Sweet wines used to be the most sought after and expensive wines in the world. The framers of the Declaration of Independence toasted their success with Madeira. [According to one report, 54 bottles of Madeira and 22 bottles of Port were consumed in the celebration.] The Habsburgs favored Ruster Ausbruch from Austria’s Lake Neusiedl region. And Napoleon had a preference for South Africa’s Vin de Constance. Even Champagne was typically drunk sweet until well into the 20th century.
Of course, everything has its day, and sweet wines today are not fashionable, excepting something like the ultra-expensive Sauternes, Chateau d’Yquem. This means that consumers who like dessert wines can purchase some of the most special wines in the world at bargain prices.
That’s not to say that sweet wines are cheap. They aren’t. They usually come from vineyards with extremely low yields, and the grapes are almost always hand-picked. The need to select only the very ripest grapes sometimes requires that a given vineyard parcel be picked several times over.
Unfortunately, sweet wines are so seldom drunk these days that most consumers don’t know how to drink them. Contrary to popular opinion, they seldom go well with very sweet desserts. Rather, they are at their best when drunk with savory foods like liver pate, a variety of cheeses, and lightly sweet desserts like shortbread cookies, biscotti, and fruit tarts. And they go equally well at the beginning of a meal as they do at the end.

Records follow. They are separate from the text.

PR #109, opened 2023-03-16
Initial mobile support

Zentropivity:
- Added correct meta tags to index.html - head
- Changed litegraph.core.js - pointerevents_method: "pointer"  
  This should not negatively affect desktop browsers, since pointer events are supported in most modern browsers. https://caniuse.com/pointer
- Litegraph's double click events are handled even using non-primary pointer.
- Changed setting to not close dialogs on mouseleave.

Current state:

- Can move around canvas
- Right click by tapping with two fingers  
  (Hint: can tap with the second finger later.)
- Can type in conditions
- Double tap to bring search box up  
  (Hint: tap somewhere around top-right on the screen so it will be shown while typing.)
- Tapping input fields opens them like normal, can type in them.

Further work:

- Zooming is not implemented yet, maybe some touch gesture would work...  
  (Zoom by mousewheel still works as usual.)
- Menu is not collapsible, might be in the way

### DIFF
--- a/web/index.html
+++ b/web/index.html
@@ -1,10 +1,11 @@
 <!DOCTYPE html>
 <html lang="en">
 	<head>
+		<meta charset="UTF-8">
+		<meta name="viewport" content="width=device-width, initial-scale=1.0">
 		<link rel="stylesheet" type="text/css" href="lib/litegraph.css" />
 		<link rel="stylesheet" type="text/css" href="style.css" />
 		<script type="text/javascript" src="lib/litegraph.core.js"></script>
-
 		<script type="module">
 			import { app } from "/scripts/app.js";
 			await app.setup();
--- a/web/index.html
+++ b/web/index.html
@@ -2,7 +2,7 @@
 <html lang="en">
 	<head>
 		<meta charset="UTF-8">
-		<meta name="viewport" content="width=device-width, initial-scale=1.0">
+		<meta name="viewport" content="width=device-width, initial-scale=1.0, user-scalable=no">
 		<link rel="stylesheet" type="text/css" href="lib/litegraph.css" />
 		<link rel="stylesheet" type="text/css" href="style.css" />
 		<script type="text/javascript" src="lib/litegraph.core.js"></script>
--- a/web/lib/litegraph.core.js
+++ b/web/lib/litegraph.core.js
@@ -108,7 +108,7 @@
 		node_box_coloured_when_on: false, // [true!] this make the nodes box (top left circle) coloured when triggered (execute/action), visual feedback
         node_box_coloured_by_mode: false, // [true!] nodebox based on node mode, visual feedback
         
-        dialog_close_on_mouse_leave: true, // [false on mobile] better true if not touch device, TODO add an helper/listener to close if false
+        dialog_close_on_mouse_leave: false, // [false on mobile] better true if not touch device, TODO add an helper/listener to close if false
         dialog_close_on_mouse_leave_delay: 500,
         
         shift_click_do_break_link_from: false, // [false!] prefer false if results too easy to break links - implement with ALT or TODO custom keys
--- a/web/lib/litegraph.core.js
+++ b/web/lib/litegraph.core.js
@@ -5801,7 +5801,7 @@ LGraphNode.prototype.executeAction = function(action)
         var skip_action = false;
         var now = LiteGraph.getTime();
 		var is_primary = (e.isPrimary === undefined || !e.isPrimary);
-        var is_double_click = (now - this.last_mouseclick < 300) && is_primary;
+        var is_double_click = (now - this.last_mouseclick < 300);
 		this.mouse[0] = e.clientX;
 		this.mouse[1] = e.clientY;
         this.graph_mouse[0] = e.canvasX;
--- a/web/lib/litegraph.core.js
+++ b/web/lib/litegraph.core.js
@@ -138,7 +138,7 @@
 		
 		release_link_on_empty_shows_menu: false, //[true!] dragging a link to empty space will open a menu, add from list, search or defaults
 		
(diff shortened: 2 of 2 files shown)


Zentropivity:
Oh,I did not even test double click because I do not normally use a mouse...
The issue probably comes from switching to pointer events and the lack of existence of doubleclick for them...
I will look into it.

Zentropivity:
So litegraph has custom double click detection which is useful, but it depended on primary pointer detection which seemed wrong.

With the changes, double click detection works again.
Additionally it also works for non-primary pointers.
(Confusion. Why would you not want that? Maybe for touch screen?)

comfyanonymous:
Now double click works but there's an annoying problem. For example click the "filename_prefix" field in the SaveImage node, move the mouse a bit and it disappears.

Zentropivity:
That is exactly what happened on mobile when clicking a property like that. Which means I am closing in on solution to that too. Will fix it soon.

comfyanonymous:
Good job. I also noticed this fixed an annoying issue with the menu that opens up when double clicking.


>I wouldn't support mobile at all. Endless cycle of resolution issues that mess things up and always bugs to be dealt with. Just don't suggest using mobile device, and don't support requests regarding it. It'll be a never ending headache.

I think it needs to work on mobile. It doesn't have to be an amazing experience but it should at least work properly.

unphased:
Agreed that it should be able to work on mobile. The technologies being used are inherently capable of client/server usage mode. So just because it's inefficient (totally possible! Draw Things iOS app as an example, for running SD locally on an ios device) to run locally does not mean that it isnt potentially the ideal thin client device. I've many times connected to my stable diffusion server at home through an SSH tunnel to show people how I generate images, from my phone!

I switched from a1111 to comfy yesterday, and opened it up in macos and ipados today, and although I'm glad that it is at least possible to use, there are a number of improvements that can be made. 

I will have to assume that this project will probably only consume the low level changes I'd be trying to make to the upstream litegraph.js dependency? 

---------
Anyway I'll still go ahead and list what I came up with:

- I hate that (as far as i can tell right now) two finger scroll on macos can't easily be implemented in browsers as a two dimensional free form scroll for movement. So this means it will most likely need to stay, with vertical scroll functioning as zoom.
- (macOS/microsoft precision scroll)This zooming can be made smooth instead of stepwise. The stepwise behavior is very suitable for notched mice, but on "precision" trackpads the movement is overly sensitive and poorly behaved. There is an easy way to improve the behavior allowing very good feel on fine adjustments. It is a low level change in the mousewheel handler.  
- aforementioned no way to scroll with just touch, that's easy to tackle
- double click shenanigans. seems like any time you tap twice even with separate fingers it triggers double click, which is easy to address alongside the above changes
- zooming can be implemented with touch events API. The way this might work is:
    - two finger drag gestures, done anywhere, scroll (as opposed to having to hunt down background space to use a one finger drag to scroll. if you zoom in too far into something, your only option is to zoom back out or move the thing in order to reveal background, before you can use it to scroll...)
    - pinch to zoom with a zoom that tracks the relative scale of the movement of the first two fingers involved in the gesture


Once all of that exists I would probably prefer to use a tablet to interact with comfyui compared to physical mouse. And until the relevant web standards committee unfucks the events API for trackpads, physical mouse sadly probably beats out trackpad here, but also trackpad is going to become actually usable again once the precision scaling is fixed.

ltdrdata:
Nice job!

unphased:
> Nice job!

@ltdrdata I didn't realize who you are at the time but now I do :) Nice job on the manager and your nodes!

I'm looking into doing what I outline above for real now!

I finally got around to checking out Krita AI Diffusion on my mac with iPad on Sidecar to provide stylus input. It works well, but the plugin is still quite buggy, and, let's be honest, without a 1.5 LCM or XL Turbo&LCM workflow, live painting just don't hit the same. And I can't get that feature to work! Anyway, it's as I feared, this krita plugin does not provide comfyui workflow tweaking freedom at all (let alone from the iPad). Maybe it's could be possible to make a fancy workflow and import it for the plugin, maybe, but this doesn't feel like a streamlined workflow at the end of the day requiring me to set up 3 separate devices to run. We need to simplify that to iPad and PC without a mac in the middle. 

Here's what the ideal setup for actually using an apple pencil with comfyui is gonna look like!!

- Implement stylus input. Then implement basic scribble and other control input manipulators as custom nodes. This way you can just comfortably draw with apple pencil inside comfy. See https://github.com/shuding/apple-pencil-safari-api-test the browser APIs exists. and works, I just tested it. Super stoked about this, since I was reading about Ink API on MDN the other day and it says safari not supported and I was worried we can't get stylus working in a webapp, but that was a silly thought, because to be honest we just need it for scribbles and stuff, even if we can't get angle and pressure it wouldn't be a big deal. *but we can!* So be it -- looks like gotta use competing incompatible apis for stylus today across apple and non apple clients, but it's actually possible. Somebody else is gonna have to implement stylus input for windows and android tablets as I can't justify buying those types of gadgets at the moment.
- Implement a proper multitouch layer for litegraph interaction from ios safari. I noticed it's not possible to click at all from my ipad in the litegraph demo, and this PR contents make it clear why that is and why comfy is at least marginally usable (due to a simple fallback from mouse to pointer events). Once code review of litegraph is underway I can estimate the complexity of implementing a touch event layer, I expect it will be low. @WASasquatch stability concerns related to messing with event handling internals are well founded!! But consider this. [Browser touch events API](https://developer.mozilla.org/en-US/docs/Web/API/Touch_events#) have the nice property that they do not involve any interaction with other mouse and pointer APIs. I wouldn't want to be touching any of the existing event handling code and getting some quick testing in with the insane workflows going around to validate nothing is broken won't be difficult either.

unphased:
i just saw https://github.com/comfyanonymous/ComfyUI/pull/2616! woo!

Types of Sweet Wine. All sweet wine has a fair amount of residual sugar, but that’s about all they have in common. They’re made in many different ways from a large number of varietals. The most important distinction is between wines that are fortified (e.g., Madeira, Port, Banyuls) and those that are not (e.g., Icewine, Trockenbeerenauslese, Sauternes). The former are made by adding alcohol to the wine, which stops the fermentation, leaving the wine sweet and higher in alcohol than table wines. The fermentation of unfortified wines is also stopped, often by chilling the wine, before all the sugar can be converted to alcohol, leaving a sweet wine that is lower in alcohol than table wines. Sometimes the sugar content of the grapes is so high that fermentation stops of its own accord.
Sweet wines also differ in the way they are produced to concentrate the juice and sugar. Grapes are sometimes frozen (icewine), or dried on the vine (passerillé) or on mats (straw wine), or affected by noble rot (botrytis), or purposely exposed to air (rancio) so the wine takes on the nutty characteristics of sherry. One wine—Hungary’s Tokaji—is made by adding a sweet grape paste to a dry base wine.

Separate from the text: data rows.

PR #122, opened 2023-03-17
Update clip_vision_config.json

gaurangg123:
indentation updated


gaurangg123 (commented):
at line 6 and 7 indentation was not correct

comfyanonymous:
This is copied straight from the transformers stuff so it shouldn't be changed.

PR #131, opened 2023-03-17
add custom path for checkpoint and controlnet

lamlnq:
We can use custom path for checkpoint and controlnet, help us can use same files with A1111


Aghneel:
I was looking for this, i hope this will be pushed to the main, the files are big enough to make copies in case you switch UI

PR #132, opened 2023-03-17
Add controlnet to gitignore

fcolecumberri:


PcNm:
Maybe also want to add...

`custom_nodes/
!custom_nodes/example_node.py.example`

To the .gitignore

comfyanonymous:
I added the whole models folder and the custom_nodes folder.

PR #170, opened 2023-03-19
feature: make install easier for unixers with asdf

airtonix:
This PR adds a tool version manifest for asdf and a quick bootstrap bash file that will setup asdf on your system (linux and mac users only)

For Linux, don't recommend using system python, it just leads to destroyed desktop environments as people inevitably try to install conflicting packages that can't be put in an venv.

asdf will install python the same way regardless of linux/mac os version/family (so only one setup instructions required)


comfyanonymous:
I'm sorry but I'm not familiar with asdf. I have always used system python on linux (with pip packages installed as user and the occasional venv). 

Is there any problem with doing it that way?

BuildBackBuehler:
After just dealing with this nightmare again and stumbling upon this thread as I try to figure out how to resolve my issues, I'd just like to throw my hat into this discussion. I think this is especially relevant for Mac users because of Homebrew's unreliable Python build. I get errors out the wazoo even when I've installed pipenv and use the venv. as there, as my error logs call it, a "leak" wherein custom nodes are trying to import something like "shutil.py." When it is executed, (I suppose Cpython doesn't have shutil.py?) it is relayed back to my Homebrew Python build and causes
 
`[!]   File "/opt/homebrew/Cellar/python@3.11/3.11.6_1/Frameworks/Python.framework/Versions/3.11/lib/python3.11/shutil.py", line 744, in rmtree
[!]     onerror(os.path.islink, path, sys.exc_info())
[!]   File "/opt/homebrew/Cellar/python@3.11/3.11.6_1/Frameworks/Python.framework/Versions/3.11/lib/python3.11/shutil.py", line 742, in rmtree
[!]     raise OSError("Cannot call rmtree on a symbolic link")
[!] OSError: Cannot call rmtree on a symbolic link`

However, I'd suggest what is essentially "Rust ASDF" or "ASDF 2.0", rtx. It not only acts as a package-man-to-rule-them-all but it is extremely speedy and has a phenomenal error log that is actually readable and thus actionable thanks to Rust. 

https://github.com/jdx/rtx/

PR #171, opened 2023-03-20
Fix code blocks and remove support for other project venvs

airtonix:
Recommending users to use the virtual env of other projects is just asking for your precious time to soaked up in mysterious bugs.

What happens when that other project changes their dependencies?


comfyanonymous:
Quite a few people appreciate it because it's apparently long and difficult to configure a proper venv for stable diffusion on some hardware.

It's not perfect but it lets people try ComfyUI quickly so I think it's a good feature to have. I'll remove it if it starts becoming a problem.

airtonix:
Then you should provide a tool to automate that for them : 

- a script
- a docker file

PR #172, opened 2023-03-20
Added Google Drive mount feature to Colab Notebook.

ltdrdata:


comfyanonymous:
Good idea but keep in mind the notebook is also supposed to work on other services like paperspace so it should not import google stuff by default.

Is there any reason why you install triton?

ltdrdata:
I just added triton because error message. It can be dropped if don't need.

ltdrdata:
Oops. I added new feature mistakenly on same branch.

ltdrdata:
I will close this PR and I will reopen separate branch to avoid mixing of features.

PR #192, opened 2023-03-21
Add support for file list refresh feature in node

ltdrdata:
Add 'Refresh' button to enable file list refresh in Model Loader and Image Loader nodes; eliminate the need to restart ComfyUI for file list reloading.


comfyanonymous:
Is there any reason why you need to add a "REFRESH" widget to the backend code of the nodes? 

Can't you just add a route in the backend to query the INPUT_TYPES of any node type? I think that would be more clean overall along with a right click->refresh to refresh a node.

ltdrdata:
I got it. It is the better way.

ltdrdata:
I moved refresh feature from node to main menu.

comfyanonymous:
What I meant exactly is that you make it so the /object_info can also be used to query the "object_info" for a single node.

Then when a node is refreshed it queries /object_info?node=CheckpointLoaderSimple

And refreshes every combo box in the node with the new values from there.

The code should be generic enough that you shouldn't need to put node names in the javascript code.

ltdrdata:
Oh. I understood.

ltdrdata:
Done. I modified as your feedback.

comfyanonymous:
It doesn't seem to work and I get this in the javascript console when I click on Refresh:
```
app.js:817 Uncaught (in promise) TypeError: Cannot read properties of undefined (reading 'refresh_list')
    at ComfyApp.refreshNodes (app.js:817:23)
```

ltdrdata:
Robust patch applied. Now it will work. I missed the error because my Chrome browser ignored it

comfyanonymous:
Is there a reason why you can't refresh all values instead of having to specify them with REFRESH_LIST?

ltdrdata:
I think updating single node is not convenient for user. 
It needs **additional button widget** for each node which is make little more complex. 
And cost of updating whole value is pretty small. So I thought it is efficient trade-off.

Simpler UI  <-> Tiny addtional cost.

ltdrdata:
Done. Now I removed REFRESH_LIST. And updating all combo list. I don't updating other content to avoid unexpected side-effect.

PR #194, opened 2023-03-21
Use a global random seed for all samplers

GhostSignal:
Use a global random seed for all samplers


comfyanonymous:
This is fixed with: https://github.com/comfyanonymous/ComfyUI/pull/243

PR #199, opened 2023-03-21
Add support for send image feature

ltdrdata:
SaveImage can be **sender**.

LoadImage / LoadImageMask can be **receiver**.
Set "recv img" as enable.

Just click "send to img" on SaveImage node.
Then all 'recv img' enabled node will receive image from that node.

Our Recommendations. If you haven’t tried a sweet wine recently, we strongly recommend you do so. And please don’t leave sweet wine just for the end of the meal when taste buds are already sated. A well-chilled Moscato from any of several countries or a Canadian Riesling Icewine is perfect as an aperitif. Pictured here is the exotic Inniskillin Sparkling Vidal Icewine. Try French Sauternes with liver pate or a Vouvray Moelleux with goat cheese souffle for a starter. If you want to wait until dessert, try Tuscan Vin Santo with biscotti cookies or an Austrian or German Beerenauslese with a double-cream cheese or a fresh fruit tart. Another traditional after-dinner pairing is Vintage Port or Banyuls with a strong, blue cheese or a flourless chocolate cake. Finally, there are some dessert wines that are so viscous and sweet that they need to be drunk by themselves in lieu of dessert. These include the intensely sweet and densely flavored Austrian or German Trockenbeerenauslese or a Tokaji of five or more puttonyos (a measure of the wine’s sweetness).
There are many, many other unique sweet and dessert wines that can be found at your neighborhood wine store. Be adventurous and try something different, including one of the excellent sweet wines made in Virginia or New York. The International Wine Review will be issuing a special report on Sweet and Dessert Wines later this year.